### Assignment
Print the data that follows, exactly and completely.

### Supplied data
PR #3899, opened 2024-10-22
Restart ICE only on failed connection states

andresuribe87:
According to https://www.w3.org/TR/webrtc/#dictionary-rtcofferoptions-members ,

### Exercise solution
PR #3899, opened 2024-10-22
Restart ICE only on failed connection states

andresuribe87:
According to https://www.w3.org/TR/webrtc/#dictionary-rtcofferoptions-members ,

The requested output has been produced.